Afterwards, everything is configured and ready to go! Let's see what this looks like for your users:

Usage

The repository is available in all activities where the file picker is used. However, course admins can disable it in the Course Administration ► Repositories menu. In the file picker a login button is displayed (assuming that the user is not authenticated yet):

File Picker Login

When the button is clicked a pop-up window or a new tab is opened and the user will be requested to login at the ownCloud instance and authorise access from Moodle. If authorisation is granted, the user sees a tabular listing of the files available:

File Picker Listing

Here the user can select files, reload the content and logout. The settings button is only displayed to admins, who will be redirected to the repository settings.

Nextcloud Limitations

So far (2017), Nextcloud and ownCloud share the same API, so the Plugin generally works well with both. Nevertheless, Nextcloud has a limitation that prevents the use of file links. That means, files can only be uploaded from Nextcloud from Moodle, but you cannot use the alternative, i.e. creating a file link, because the Nextcloud server will block you from doing so.

This is documented in https://github.com/nextcloud/server/issues/5694 and we hope that the Nextcloud team will resolve this issue soon. Once it is, there will be nothing to do from the Moodle side – it will just work. :)

Troubleshooting

Installing and configuring this plugin is a very technical endeavour, given that making two machines speak to each other is a very technical topic. If something goes wrong, it may be hard to find out the root cause. Nevertheless, we have been able to resolve most issues and, once the plugin is installed and configured correctly, it runs smoothly and very stable. The following is a list of issues that were encountered during configuration, and hints at how to proceed.

I cannot connect a system account
The system account is not used by the repository. You don't need to worry about being unable to connect a system account.
Authentication seems to have succeeded, but the filepicker shows "There are no files"
The Apache server that hosts your ownCloud may be misconfigured. Its Apache logs may show a 401 error as well if you try to see the files in Moodle.

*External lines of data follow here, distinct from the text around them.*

PR #742, opened 2024-07-24
Fix capitalization issue

benc-db:
### Description

Incremental tables were potentially not running incrementally if components were specified with capitalization, as in information_schema they are always present in lowercase.  Talking to dbt to see if there is a better way to do this, but for now, ensure lower case when used in queries.

### Checklist

### DIFF
--- a/dbt/include/databricks/macros/adapters/catalog.sql
+++ b/dbt/include/databricks/macros/adapters/catalog.sql
@@ -45,7 +45,7 @@
         'The timestamp for last update/change' as `stats:last_modified:description`,
         (last_altered is not null and table_type not ilike '%VIEW%') as `stats:last_modified:include`
     from `system`.`information_schema`.`tables`
-    where table_catalog = '{{ information_schema.database }}'
+    where table_catalog = '{{ information_schema.database|lower }}'
 {%- endmacro %}
 
 {% macro databricks__get_catalog_columns_sql(information_schema) -%}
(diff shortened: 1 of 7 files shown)


dbt/include/databricks/macros/adapters/catalog.sql
```diff
@@ -69,23 +69,23 @@
...
 {% macro databricks__get_catalog_relations_where_clause_sql(catalog, relations) -%}
-    where table_catalog = '{{ catalog }}' and (
+    where table_catalog = '{{ catalog|lower }}' and (
         {%- for relation in relations -%}
             {% if relation.schema and relation.identifier %}
                 (
-                    table_schema = lower('{{ relation.schema }}')
-                    and table_name = lower('{{ relation.identifier }}')
+                    table_schema = '{{ relation.schema|lower }}'
+                    and table_name = '{{ relation.identifier|lower }}'
```
jackyhu-db, line 84: what if the table name is configured as case-sensitive

benc-db: Can you link to ref?  This would be a considerable monkey wrench if so.

jackyhu-db: nvm. Just found Databricks table name is always case insenstive.

jackyhu-db (dismissed):

benc-db:
Going to merge (after changelog) and if dbt has a better option, will do that as a separate PR.

PR #750, opened 2024-07-30
Fix table comment updates

### LINKED ISSUE #732: Relation comments are not being updated for incremental models
### Describe the bug
Relation comments for incremental models are only persisted when the relation is first being created. On subsequent incremental runs an updated model description will not be persisted to the relation.

### Steps To Reproduce
1) Create an incremental model with:

`model.sql`
```sql
{{
    config(
        materialized="incremental",
        persist_docs={"relation": true},
    )
}}
select 1 as id
```
`schema.yml`
```yml
version: 2
models:
  - name: model
    description: "Model Description"
```
2) `dbt run`
3) Change the model description
4) `dbt run`
5) Check the table comment: `describe detail model`. The table still has the old model description as table comment.

### Expected behavior
After the second `dbt run` the new model description should be persisted as the table comment.

### System information
```
Core:
  - installed: 1.8.3
  - latest:    1.8.3 - Up to date!

Plugins:
  - databricks: 1.8.3 - Up to date!
```

Ubuntu 22.04

Python 3.10.12

### Additional context
I'm interested in contributing to this.

henlue:
Resolves #732

### Description

 - Update table comments for incremental models on incremental runs
 - Update table comments for snapshots on incremental runs
 - Create table comments during dbt clone
 - Check for `config.persist_relation_docs()` in `persist_docs`
 - Align black versions in `black.ini` and `.pre-commit-config.yaml` to fix failing `pre-commit` runs

The issue is only about the incremental models. While working on the PR I realized table comments are also not being updated for snapshots and are not created with `dbt clone`.

I think comments are also not being updated in materialized views and streaming tables. Since I don't have a good understanding of those materializations, I kept the original behavior by setting `for_relation=False`. The tests would also run through with `for_relation=True`, but this might lead to unnecessary queries that are being send to databricks on the first run of those relations.

Generally, the code would be simpler if relation comments are only persisted in `persist_docs` (using `comment on ...` queries) and not as part of `create table` statements. I assume they are persisted as part of the `create` statement to improve performance?

I've ran:
`tox -e unit`
`tox -e integration-databricks-uc-sql-endpoint`
`tox -e integration-databricks-uc-cluster`

### Checklist

### DIFF
--- a/.pre-commit-config.yaml
+++ b/.pre-commit-config.yaml
@@ -9,7 +9,7 @@ repos:
       - id: check-yaml
       - id: check-added-large-files
   - repo: https://github.com/psf/black-pre-commit-mirror
-    rev: 22.12.0
+    rev: 24.3.0
     hooks:
       - id: black
         language_version: python3.11
--- a/CHANGELOG.md
+++ b/CHANGELOG.md
@@ -5,6 +5,7 @@
 - Alter column statements are now done before the alter table statement (thanks @frankivo!). ([731](https://github.com/databricks/dbt-databricks/pull/731))
 - Always use lower case when gathering metadata (since objects are stored internally as lower case regardless of how we create them) ([742](https://github.com/databricks/dbt-databricks/pull/742))
 - Persist table comments for python models ([743](https://github.com/databricks/dbt-databricks/pull/743))
+- Persist table comments for incremental models, snapshots and dbt clone ([750](https://github.com/databricks/dbt-databricks/pull/750))
 - Stop cursor destructor warnings ([744](https://github.com/databricks/dbt-databricks/pull/744))
 - Race condition on cluster creation. (thanks @jurasan!) ([751](https://github.com/databricks/dbt-databricks/pull/751))
 
--- a/CHANGELOG.md
+++ b/CHANGELOG.md
@@ -1,11 +1,16 @@
-## dbt-databricks next
+## dbt-databricks 1.8.6 (TBD)
+
+### Fixes
+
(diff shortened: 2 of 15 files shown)


benc-db:
> I think comments are also not being updated in materialized views and streaming tables. Since I don't have a good understanding of those materializations, I kept the original behavior by setting for_relation=False. The tests would also run through with for_relation=True, but this might lead to unnecessary queries that are being send to databricks on the first run of those relations.

They should already for MV/ST, but the mechanism is very different.  Look at alter.sql for either.  Core reason is that for MV/ST we have a mechanism for declaring how we want to handle changes (on_config_change), but I haven't convinced dbt-core yet that we should have the same mechanism for incremental tables.

benc-db:
Basically, in the absence of on_config_change for other materialization types, you are assuming users want apply.  I think that is the correct assumption.  Thanks for PR, will review in the next day or so.

benc-db:
Running functional tests now.

benc-db:
Please take a look at the non-uc cluster tests; there are few that are failing.

benc-db:
Rerunning functional tests

henlue:
I forgot to sign my latest commit and had to force push it again.

benc-db:
> I forgot to sign my latest commit and had to force push it again now.

Apologies for delay, I'm on-call and haven't had much time to review PRs.  Will get to this shortly.

benc-db:
Does this by any chance fix: https://github.com/databricks/dbt-databricks/issues/763?

benc-db (dismissed):

benc-db (approved):

henlue:
> Does this by any chance fix: #763?

No that issue still persists

PR #751, opened 2024-07-31
fix: race condition on cluster creation

### LINKED ISSUE #347: Python Clusters not starting correctly: race conditions?
### Describe the bug
Hi, I'm experiencing an issue when running python models from terminated clusters.  Feels related to https://github.com/databricks/dbt-databricks/pull/306#issuecomment-1520405748 and #306 in general.  Tagging  for visibility since you've responded on the other thread.

I use python models in conjunction with SQL models (no surprise there) but I configure each python model to have its their own `http_path` so that I can run the python models in conjunction with the SQL models from a single `dbt run --target <sql_warehouse>` command.  So the top level "run" points at SQL and each python model points at python.

Some of the python models run, others experience an error like:
```
{'error': 'ClusterNotReadyException: Cluster <cluster_id> not currently ready for driver client (currently Pending)'}
```

### Steps To Reproduce
Not 100% sure, but I would say:

- Run `dbt run` against a SQL warehouse with python-model level `http_path`s pointing to an all purpose cluster.
- Ensure some SQL models run first.
- Ensure 5+ python models all get hit in the dag around the same time (within the window of terminated -> running, say 2 minutes).

### Expected behavior
I expect for the all purpose cluster to boot when it encounters the first python model and then for all other simultaneous models to realize its booting and wait until the cluster is ready.

See bug description.

### System information
core is 1.5.0
spark is 1.5.0
databricks is 1.5.0

Linux

3.10.4

### Additional context

All the python models point to the same `http_path`.  This feels like a recipe for the race condition @susodapop described in #306 where by:

1.  the first python model to run gets a `TERMINATED` cluster and then runs [`start_cluster`](https://github.com/databricks/dbt-databricks/blob/main/dbt/adapters/databricks/python_submissions.py#LL262C9-L262C22) as intended, then
2. the second one sees that the cluster is neither [`TERMINATED` nor `TERMINATING`](https://github.com/databricks/dbt-databricks/blob/main/dbt/adapters/databricks/python_submissions.py#L210) and then skips the if statement, stumbles in to the [create context](https://github.com/databricks/dbt-databricks/blob/main/dbt/adapters/databricks/python_submissions.py#L215) call and dies a death a la: `Cluster <cluster_id> not currently ready for driver client (currently Pending)`.
3. This seems to be re-enforced by the fact that a quick search shows the "pending" status does not appear in any of the python code, so I'm guessing unhandled at the moment?

I think an elegant solution might be to shift the waiting part ([seen here](https://github.com/databricks/dbt-databricks/blob/main/dbt/adapters/databricks/python_submissions.py#L282-L298)) out of `DBContext.start_cluster` into its own function `DBContext.wait_for_running_cluster` and then call this in `DBContext.create` directly after (but outside) the `TERMINATED` conditional:

1. This adds at least one `get_cluster_status` call to each context creation, but that feels right since we need to know its `RUNNING` before context can be created.
2. This also delegates the "shared state" of the separate threads (is my cluster ready or not) to the API, which is easy to share amongst the threads. 
3. That said, I've only skimmed the code, could be the wrong approach. 

My work around for now is to boot the cluster at the start of the job in a separate API call.  This assumes the cluster doesn't auto-terminate before the python models run, which isn't great.

jurasan:
Resolves #347

### Description

When multiple threads attempt to start a cluster, it's possible that the check [here](https://github.com/databricks/dbt-databricks/blob/37e16a5b5238f0d8cb7b99777db9fb6e8efeb7f3/dbt/adapters/databricks/python_submissions.py#L334) is True, but by the time it tries to trigger cluster start [here](https://github.com/databricks/dbt-databricks/blob/37e16a5b5238f0d8cb7b99777db9fb6e8efeb7f3/dbt/adapters/databricks/python_submissions.py#L392), the cluster has already been started by another thread and is in "RUNNING" or "PENDING" status. 

In such cases API returns an error "Cluster [cluster_id] is in unexpected state Pending." or "Cluster [cluster_id] is in unexpected state Running."
Current logic throws exceptions in this case. This fix allows it to continue and wait for cluster start if needed. 

This could probably be also backported to versions 1.6 and 1.7

### Checklist

### DIFF
--- a/CHANGELOG.md
+++ b/CHANGELOG.md
@@ -6,7 +6,7 @@
 - Always use lower case when gathering metadata (since objects are stored internally as lower case regardless of how we create them) ([742](https://github.com/databricks/dbt-databricks/pull/742))
 - Persist table comments for python models ([743](https://github.com/databricks/dbt-databricks/pull/743))
 - Stop cursor destructor warnings ([744](https://github.com/databricks/dbt-databricks/pull/744))
-- Race condition on cluster creation([751](https://github.com/databricks/dbt-databricks/pull/751))
+- Race condition on cluster creation. (thanks @jurasan!) ([751](https://github.com/databricks/dbt-databricks/pull/751))
 
 ## dbt-databricks 1.8.4 (July 17, 2024)
 
--- a/CHANGELOG.md
+++ b/CHANGELOG.md
@@ -6,6 +6,7 @@
 - Always use lower case when gathering metadata (since objects are stored internally as lower case regardless of how we create them) ([742](https://github.com/databricks/dbt-databricks/pull/742))
 - Persist table comments for python models ([743](https://github.com/databricks/dbt-databricks/pull/743))
 - Stop cursor destructor warnings ([744](https://github.com/databricks/dbt-databricks/pull/744))
+- Race condition on cluster creation([751](https://github.com/databricks/dbt-databricks/pull/751))
 
 ## dbt-databricks 1.8.4 (July 17, 2024)
 
--- a/dbt/adapters/databricks/python_submissions.py
+++ b/dbt/adapters/databricks/python_submissions.py
@@ -395,7 +395,9 @@ class DBContext:
             json={"cluster_id": self.cluster_id},
         )
         if response.status_code != 200:
-            raise DbtRuntimeError(f"Error starting terminated cluster.\n {response.content!r}")
+            current_status = self.get_cluster_status().get("state", "").upper()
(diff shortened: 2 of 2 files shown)


benc-db:
Looks good, running functional tests now.

benc-db:
Can you either give me edit, or add your 'thank you' to the changelog?  Just want to make sure you're credited in there :)

benc-db:
I was only planning to release in 1.8.5, but if you are on an earlier version, I will backport.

Please have a look at the comments following https://github.com/learnweb/moodle-repository_owncloud/issues/26#issuecomment-343521986 to get ideas on how to solve this.

Please add to this list if you were able to solve another issue, this will help others greatly! Thanks!

Acknowledgement

This plugin was originally created by Information Systems students in the project seminar sciebo@Learnweb at the University of Münster in 2016/17. See their github page for an archive(!) of their great work. They also created the OAuth 2 interface for ownCloud (featured on heise Security (German)); otherwise all this wouldn't have been possible. Learnweb (University of Münster) is maintaining the Moodle plugins since 2017.